The barrière du Trône was built in 1787 as part of a broader tax wall project designed by the architect Claude-Nicolas Ledoux. Ledoux spared no expense in the construction of this project, including the barrière du Trône. He was severely criticized during construction and, in May 1789, was dismissed for cost overruns. He spent time in prison during the French Revolution because of his involvement in this project.

During the Reign of Terror, a guillotine was installed next to the southern customs house (in what is now the 12th arrondissement). Of the 2,639 executions carried out in Paris between April 1793 and July 1794, the six weeks of operation of this guillotine in June and July 1794 accounted for almost half (1306 executions). The bodies were sent to mass burial pits located in what is now known as the Picpus Cemetery, which was only a few hundred meters away. This relatively remote location was chosen because the Reign of Terror was becoming increasingly unpopular with the French public and Revolutionary authorities needed an out-of-the-way place to operate the guillotine and dispose of the bodies.

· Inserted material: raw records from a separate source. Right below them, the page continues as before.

PR #4988, opened 2021-05-09
[gl] added Acronyms - Plural; removed Puntual

xosecalvo:
Added a new rule for acronyms, which do not inflect for plural.
Removed rule about 'puntual', already set to off a long time ago: new meaning is now accepted in DRAG.


danielnaber:
Could you check your PR? I don't see any changed files at https://github.com/languagetool-org/languagetool/pull/4988/files

PR #4989, opened 2021-05-10
[en] improved VERB_HERE_SINCE

AzadehSafakish:
All of the deactivation contexts had to do with 'since' being used like 'because', so I rewrote the rulegroup to restrict the pattern to only 'since + dates/common expressions of time'.


languagetool-language-modules/en/src/main/resources/org/languagetool/rules/en/grammar.xml
```diff
@@ -20099,90 +20099,95 @@ USA
             </rule>
         </rulegroup>
         <rulegroup id="VERB_HERE_SINCE" name="perfect tense + since">
```
udomai, line 20101: Could you please temp_off it again?

AzadehSafakish: 💯

PR #4993, opened 2021-05-10
[fr] verbe pronom

Rebecca-auque:


jaumeortola:
Added manually as ACCORD_V_QUESTION2.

In 1845, the columns were topped with two statues of French kings (each 3.8 m high): Philippe Auguste sculpted by Auguste Dumont on the south (12ᵉ arrondissement) and Saint Louis by Antoine Étex on the north (11ᵉ arrondissement).

The barrier was classified as a historical monument on 24 April 1907.

By 2002, the columns were in a severely degraded state. Between July 2008 and July 2010, restoration work took place including removal and renovation of the bronze statues and replacement of many of the lower stones of the column shafts.

Since 1993, the pavilions have housed social housing managed by Paris Habitat. Their façades and roofs were restored in 2016.